Department of Radiation Oncology, Keck School of Medicine, University of Southern California, Los Angeles, CA, United States of America.
Department of Neurological Surgery, Keck School of Medicine, University of Southern California, Los Angeles, CA, United States of America.
Phys Med Biol. 2021 Jan 13;66(1):015003. doi: 10.1088/1361-6560/abca53.
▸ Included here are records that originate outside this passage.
PR #306, opened 2025-11-06
Yes/No Trigger Improvements

Gunoshozo:
Changes:
- Blur & Masking for bg
- Mouse support
- Star uses Animation class for rotation
- Minor refactor & fixes to YesNoData profile initialization
- Reorder fields and set u8 as underlying type for enums for better memory alignment & density of YesNoTrigger

Dev Proof:
[vita3k](https://www.youtube.com/watch?v=7u1AY8IcR98)
[impacto](https://www.youtube.com/watch?v=DGO3FiNQXUI)

- Mask in RenderDoc: <a href="https://github.com/user-attachments/assets/1c6d046e-6806-465d-8ea2-e26ded1fd475" target="_blank">
  
</a>

- Regarding `-46.0f` Y offset. It technically accurate to the console bahaviour but it causes visual artifacts at the start of the zoom and it is most likely a bug. I have rescaled value range so it will be 0 at the start and returns to full -46.0f at the full zoom. Here's couple examples from ps4 and vita:
<a href="https://github.com/user-attachments/assets/24e92562-5853-49b1-bebc-9c7c2ab235b9" target="_blank">
  
</a>
<a href="https://github.com/user-attachments/assets/12fa2018-4910-4b53-ab6b-20b3d2808a90" target="_blank">
  
</a>

I hope that the amount of comments is not super excessive


src/games/cclcc/yesnotrigger.h
```diff
@@ -38,23 +39,28 @@ class YesNoTrigger {
   int Load(uint8_t* data);
   int Save(uint8_t* data);
 
-  YesNoState State = YesNoState::None;
+  Sprite ActiveBackground;
+  Sprite ActiveBlur;
+  Animation StarAnimation;
+  YesNoPositions* DispPosArr = nullptr;
+  Widgets::ClickArea* YesClickArea;
```
KKhanhH: These can probably just be value objects

src/games/cclcc/yesnotrigger.cpp
```diff
@@ -219,24 +212,66 @@ void YesNoTrigger::Render() {
...
-  float alpha = static_cast<float>(ScrWork[6433] << 3);
-  if (alpha > 255) {
-    alpha = 255;
-  } else if (alpha < 0) {
-    alpha = 0;
-  }
+  // TODO: refactor to be normalized to the design space
+  // 3840.0 and 2160.0 are coupled to PS4 sprite dimensions, probably will cause
+  // issues for psVita resources
+  const glm::vec2 BgSize = {3840.0f, 2160.0f};
```
KKhanhH: you could just use designwidth and designheight of the background sheet

src/games/cclcc/yesnotrigger.cpp
```diff
@@ -219,24 +212,66 @@ void YesNoTrigger::Render() {
...
+  float bgWidth = BgSize.x / BgSpriteScale;
```
KKhanhH: might as well make variables const while you're at it

KKhanhH (changes requested):

src/games/cclcc/yesnotrigger.h
Gunoshozo: Done

src/games/cclcc/yesnotrigger.cpp
Gunoshozo: Done

src/games/cclcc/yesnotrigger.cpp
Gunoshozo: Damn, totaly forgot that you can access those directly
Done

src/games/cclcc/yesnotrigger.cpp
```diff
@@ -148,6 +148,17 @@ void YesNoTrigger::Update(float dt) {
...
         DispSel = true;
+        if (Input::CurrentInputDevice == Input::Device::Mouse) {
+          if (YesClickArea.Hovered && Selection != YesNoSelect::YES &&
+              !IsChoiceBlocked(YesNoSelect::YES)) {
+            Selection = YesNoSelect::YES;
+            Audio::PlayInGroup(Audio::ACG_SE, "sysse", 1, false, 0.0f);
+          } else if (NoClickArea.Hovered && Selection != YesNoSelect::NO) {
+            Selection = YesNoSelect::NO;
+            Audio::PlayInGroup(Audio::ACG_SE, "sysse", 1, false, 0.0f);
+          }
```
PringlesGang: Does NO not need an `IsChoiceBlocked` check?

src/games/cclcc/yesnotrigger.cpp
```diff
@@ -275,30 +301,34 @@ void YesNoTrigger::Render() {
...
-                         chipTint);
+
+    YesClickArea.Bounds = yesChipDest;
+    NoClickArea.Bounds = noChipDest;
+    Renderer->DrawSprite(*ActiveYesChip, yesChipDest, chipTint);
+    Renderer->DrawSprite(*ActiveNoChip, noChipDest, chipTint);
   }
-  glm::vec4 maskTint = glm::vec4(1.0f, 1.0f, 1.0f, 160 / 256.0f);
-  Renderer->DrawSprite(YesNoBgMask, Rect(0, 0, 1920, 1080), maskTint);
+  const glm::vec4 maskTint = glm::vec4(1.0f, 1.0f, 1.0f, 160 / 256.0f);
```
PringlesGang: This can be constexpr

src/games/cclcc/yesnotrigger.cpp
```diff
@@ -350,6 +407,37 @@ void YesNoTrigger::Hide() {
...
+
+void YesNoTrigger::AreaClick(Widgets::ClickArea* area) {
+  if (IsChoiceBlocked(static_cast<YesNoSelect>(area->Id))) {
+    Audio::PlayInGroup(Audio::ACG_SE, "sysse", 4, false, 0.0f);
+    return;
+  }
+  ChooseSelected();
+  area->Hovered = false;
+}
+
```
PringlesGang, line 419: No need for `YesNoTrigger::IsChoiceBlocked` to be inline. It's already only ever in a single translation unit

src/games/cclcc/yesnotrigger.cpp
```diff
@@ -148,6 +148,21 @@ void YesNoTrigger::Update(float dt) {
     case YesNoState::MainInput:
       if (AllowInput) {
         DispSel = true;
+        if (Input::CurrentInputDevice == Input::Device::Mouse) {
+          if (NoClickArea.Hovered) {
+            // folded that way on purpose,if two areas are both hovered
+            // they will be switching constantly
```
Gunoshozo, line 154: otherwise this

[oops.webm](https://github.com/user-attachments/assets/306a0cc4-75ff-492f-a45c-56457fe18061)

src/games/cclcc/yesnotrigger.h
```diff
@@ -38,23 +39,28 @@ class YesNoTrigger {
   int Load(uint8_t* data);
   int Save(uint8_t* data);
 
-  YesNoState State = YesNoState::None;
+  Sprite ActiveBackground;
+  Sprite ActiveBlur;
+  Animation StarAnimation;
+  YesNoPositions* DispPosArr = nullptr;
```
PringlesGang: Could you make this a span?

src/games/cclcc/yesnotrigger.cpp
```diff
@@ -219,42 +216,75 @@ void YesNoTrigger::Render() {
...
+      glm::vec2((1.0f - BgSpriteScale) * ActiveBlur.Bounds.Width,
+                (1.0f - BgSpriteScale) * ActiveBlur.Bounds.Height);
+  // apply scaled BgSpritePos offset
+  blurTranslation -= BgSpritePos * BgSpriteScale * 0.5f;
+  // correction for "- 46.0f" from ActiveBackground
+  blurTranslation.y += 46.0f * (BgSpriteScale - 1.0f) * 0.75f;
+
+  const glm::mat4 blurTransform = TransformationMatrix(
+      glm::vec3(0.0f), blurScale, glm::vec3(0.0f), glm::quat(),
+      {blurTranslation.x, blurTranslation.y, 0});
```
PringlesGang: Why aren't you using the 2D overload?

src/games/cclcc/yesnotrigger.cpp
```diff
@@ -219,42 +216,75 @@ void YesNoTrigger::Render() {
...
            static_cast<int>(BgSpritePos.y + bgYOffset),
            static_cast<int>(bgWidth), static_cast<int>(bgHeight));
 
-  Renderer->DrawSprite(ActiveBackground, Rect(0, 0, 1920, 1080), bgtint);
+  Renderer->DrawSprite(ActiveBackground,
+                       RectF(0, 0, BgSize.x * 0.5f, BgSize.y * 0.5f), bgtint);
+
+  // blur's sprite is 2 times smaller than the bg
+  const glm::vec3 blurScale =
+      glm::vec3(2 * BgSpriteScale, 2 * BgSpriteScale, 1.0f);
```
PringlesGang: Use the `ActiveBackground` and `ActiveBlur`'s scaled bounds to compute this dynamically

src/games/cclcc/yesnotrigger.cpp
```diff
@@ -219,42 +216,75 @@ void YesNoTrigger::Render() {
...
-  float bgXOffset = (3840.0f - bgWidth) / 2.0f;
-  float bgYOffset = (2160.0f - bgHeight) / 2.0f - 46.0f;
-  float alpha = static_cast<float>(ScrWork[6433] << 3);
-  if (alpha > 255) {
-    alpha = 255;
-  } else if (alpha < 0) {
-    alpha = 0;
-  }
-  glm::vec4 bgtint = glm::vec4(1.0f, 1.0f, 1.0f, alpha / 255.0f);
+  const glm::vec2 BgSize = ActiveBackground.Sheet.GetDimensions();
```
PringlesGang: Local variables should be lower case

src/games/cclcc/yesnotrigger.cpp
KKhanhH: Choice block is for the route entry into the <FINAL_ROUTE> so it shouldn't need to I believe

src/games/cclcc/yesnotrigger.cpp
KKhanhH: Yeah, don't define member functions inline (or pretty in general unless in header free function). If we ever need to reference it elsewhere it breaks things, and compiler/linker can optimize it

src/games/cclcc/yesnotrigger.cpp
Gunoshozo: 2x is a mistake in the comment, it's 4x difference actually.
ActiveBg is 2x of target resolution
BlurBg is 0.5x of target resolution
Changed it to the 
```cpp
BgSpriteScale * 0.5f *ActiveBackground.Sheet.GetDimensions() / ActiveBlur.Bounds.GetSize()
```
so a blur will get scaled to the target resoltion at BgSpriteScale == 1 and so on. 
Also using design dimensions since ActiveBackground's scaled bounds are influenced by transformations and regular bounds for ActiveBlur since it's scaled bounds are not influenced by transformations.

src/games/cclcc/yesnotrigger.cpp
Gunoshozo: Done

src/games/cclcc/yesnotrigger.h
Gunoshozo: Done, also corrected sizeof(YesNoPositions) -> sizeof(void*) in `YesNoTrigger::Save` and `YesNoTrigger::Load`

src/games/cclcc/yesnotrigger.cpp
Gunoshozo: Done

src/games/cclcc/yesnotrigger.cpp
Gunoshozo: Done, I can't keep falling into the the same trap

src/games/cclcc/yesnotrigger.cpp
Gunoshozo: Done

Issue #270, opened 2025-10-10
Stop lip movements when character changes


PringlesGang:
When advancing a voiced line into a non-voiced line with a different character on screen, the lips of the new character move as if they were the one who spoke the prior line

Issue #263, opened 2025-10-10
Fix character blinking (and lip movements?)


PringlesGang:
They look and move more jagged than they should

PR #311, opened 2025-11-08
Eye/lip fix

PringlesGang:
- [x] Fixes `InstMes` characterId and animationId mixup
- [x] Fixes character blinking and lip movement animations (#263)
- [x] Fixes lip movement continuing for the next character when character changes (#270)


src/vm/inst_dialogue.cpp
```diff
@@ -210,7 +211,13 @@ VmInstruction(InstMes) {
   thread->IpOffset = oldIp;
   UI::BacklogMenuPtr->AddMessage(
       {.ScriptBufferId = thread->ScriptBufferId, .IpOffset = line}, audioId,
-      characterId);
+      acted ? animationId : characterId);
+
+  if (!(type & 0b1000)) {
+    SetFlag(1213 + thread->DialoguePageId, true);
```
KKhanhH: do you know what 1213 is

PringlesGang: I have a guess, but nothing concrete

KKhanhH: Oh i think it's SF_CHAANIME

PringlesGang: Where'd you get that name?

KKhanhH: cross referencing scriptdbg from memoff and scriptdbg from magesscripttools

PR #312, opened 2025-11-09
Fix submenus from system menu holding before closing

PringlesGang:
When closing a submenu (e.g. backlog, config, tips, save, load) opened from the system menu in C;H LCC, the game holds for a few seconds before actually closing. This PR fixes that

When opening a menu from the system menu, `SW_SYSMENUCT` is already at 10000, because the system menu is fully transitioned in. Instead, the game then uses `SW_SYSTEMMENUCHG` to mark the progress of the transition animation

When opening, it sets `SW_SYSTEMMENUCHG` to 0, and increments it in a loop until it reaches 64, at which point it will move to that menu's main instruction
When closing, it will then decrement it again in a loop until it reaches 0

When not opening/closing through the system menu, it will simply use `SW_SYSMENUCT`, leaving `SW_SYSTEMMENUCHG` untouched at 0

### DIFF
--- a/src/games/chlcc/backlogmenu.cpp
+++ b/src/games/chlcc/backlogmenu.cpp
@@ -150,21 +150,25 @@ void BacklogMenu::Render() {
 }
 
 void BacklogMenu::Update(float dt) {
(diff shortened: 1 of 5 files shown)


KKhanhH (approved):
Gonna trust that you tested it and tried spamming open/close with no issues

Detection of brain metastases is a paramount task in cancer management due both to the number of high-risk patients and the difficulty of achieving consistent detection. In this study, we aim to improve the accuracy of automated brain metastasis (BM) detection methods using a novel asymmetric UNet (asym-UNet) architecture. An end-to-end asymmetric 3D-UNet architecture, with two down-sampling arms and one up-sampling arm, was constructed to capture the imaging features. The two down-sampling arms were trained using two different kernels (3 × 3 × 3 and 1 × 1 × 3, respectively) with the kernel (1 × 1 × 3) dominating the learning. As a comparison, vanilla single 3D UNets were trained with different kernels and evaluated using the same datasets. Voxel-based Dice similarity coefficient (DSC), sensitivity (S ), precision (P ), BM-based sensitivity (S ), and false detection rate (F ) were used to evaluate model performance. Contrast-enhanced T1 MR images from 195 patients with a total of 1034 BMs were solicited from our institutional stereotactic radiosurgery database. The patient cohort was split into training (160 patients, 809 lesions), validation (20 patients, 136 lesions), and testing (15 patients, 89 lesions) datasets. The lesions in the testing dataset were further divided into two subgroups based on the diameters (small S = 1-10 mm, large L = 11-26 mm). In the testing dataset, there were 72 and 17 BMs in the S and L sub-groups, respectively. Among all trained networks, asym-UNet achieved the highest DSC of 0.84 and lowest F of 0.24. Although vanilla 3D-UNet with a single 1 × 1 × 3 kernel achieved the highest sensitivities for the S group, it resulted in the lowest precision and highest false detection rate. Asym-UNet was shown to balance sensitivity and false detection rate as well as keep the segmentation accuracy high. The novel asym-UNet segmentation network showed overall competitive segmentation performance and more pronounced improvement in hard-to-detect small BMs comparing to the vanilla single 3D UNet.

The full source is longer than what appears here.